» **Activity**: In the data below, find every line with the string "symlinks" and pull it out.

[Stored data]

PR #2058, opened 2026-05-02
Fix native hook CLI detection for symlinked installs

HaD0Yun:
## Summary

Fixes native hook CLI main-module detection when `oh-my-codex` is invoked through an npm-global package symlink.

Node resolves `import.meta.url` to the real file path, while `process.argv[1]` can remain the symlinked package path. Before this change, that mismatch made `codex-native-hook.js` skip its CLI entrypoint, so inactive Stop hook payloads could exit successfully with empty stdout instead of the expected `{}` JSON response.

## Changes

- Normalize `argv[1]` with `realpathSync()` before comparing it with `import.meta.url`.
- Keep the previous path comparison as a fallback when realpath resolution fails.
- Add a regression test for symlinked native hook argv entry paths.

## Validation

- [x] `npm run lint`
- [x] `npm run build`
- [ ] `npm test` — not run; targeted native-hook regression was run instead.
- [ ] `omx doctor` (when setup/config behavior changes) — not applicable; this does not change setup/config behavior.

Additional validation:

- [x] `node --test --test-name-pattern 'main module|Stop CLI runs' dist/scripts/__tests__/codex-native-hook.test.js`
- [x] Stop payload smoke through npm-global symlink path:
  - `OMX_HOOK_PLUGINS=0 node /home/yun/.npm-global/lib/node_modules/oh-my-codex/dist/scripts/codex-native-hook.js`
  - output: `{}`
- [x] Stop payload smoke through realpath:
  - `OMX_HOOK_PLUGINS=0 node /home/yun/.omx/dev-oh-my-codex/dist/scripts/codex-native-hook.js`
  - output: `{}`

## Checklist

- [x] Docs updated (README/DEMO/COVERAGE/AGENTS template) when needed — not needed; internal CLI entrypoint detection fix with regression coverage

## Related

Closes #

### DIFF
--- a/src/scripts/__tests__/codex-native-hook.test.ts
+++ b/src/scripts/__tests__/codex-native-hook.test.ts
@@ -1,7 +1,7 @@
 import assert from "node:assert/strict";
 import { execFileSync } from "node:child_process";
-import { existsSync } from "node:fs";
-import { chmod, mkdir, mkdtemp, readFile, readdir, rm, writeFile } from "node:fs/promises";
+import { existsSync, realpathSync } from "node:fs";
+import { chmod, mkdir, mkdtemp, readFile, readdir, rm, symlink, writeFile } from "node:fs/promises";
 import { tmpdir } from "node:os";
 import { dirname, join } from "node:path";
 import { pathToFileURL } from "node:url";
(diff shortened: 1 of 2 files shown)


Yeachan-Heo (changes requested):
Blocking issue found:

- `src/scripts/codex-native-hook.ts` now compares only `moduleUrl` vs `realpathSync(argv1)`. This fixes Node’s default symlink behavior, but regresses symlinked package-root invocations when Node preserves the main-module symlink, e.g. via `node --preserve-symlinks-main` / `NODE_OPTIONS`. In that case `import.meta.url` remains the symlink URL, `realpathSync(argv1)` becomes the real path, and the CLI main guard returns false, so the native hook emits no JSON.
  - Repro smoke from review: default symlinked package-root invocation emitted `{}`, but `node --preserve-symlinks-main <symlink-root>/dist/scripts/codex-native-hook.js` emitted no stdout.
  - Suggested fix: accept both forms:

```ts
const argvUrl = pathToFileURL(argv1).href;
if (moduleUrl === argvUrl) return true;
try {
  return moduleUrl === pathToFileURL(realpathSync(argv1)).href;
} catch {
  return false;
}
```

Please add a regression for the symlink URL / `--preserve-symlinks-main` case.

Verification run:
- `npm ci` ✅
- `npm run build` ✅
- `node --test --test-name-pattern 'main module|Stop CLI runs' dist/scripts/__tests__/codex-native-hook.test.js` ✅
- `npm run lint` ✅
- GitHub CI at review time: most checks passing, final coverage/build jobs still pending.

—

» **Written solution**:
- `src/scripts/codex-native-hook.ts` now compares only `moduleUrl` vs `realpathSync(argv1)`. This fixes Node’s default symlink behavior, but regresses symlinked package-root invocations when Node preserves the main-module symlink, e.g. via `node --preserve-symlinks-main` / `NODE_OPTIONS`. In that case `import.meta.url` remains the symlink URL, `realpathSync(argv1)` becomes the real path, and the CLI main guard returns false, so the native hook emits no JSON.
  - Repro smoke from review: default symlinked package-root invocation emitted `{}`, but `node --preserve-symlinks-main <symlink-root>/dist/scripts/codex-native-hook.js` emitted no stdout.
Please add a regression for the symlink URL / `--preserve-symlinks-main` case.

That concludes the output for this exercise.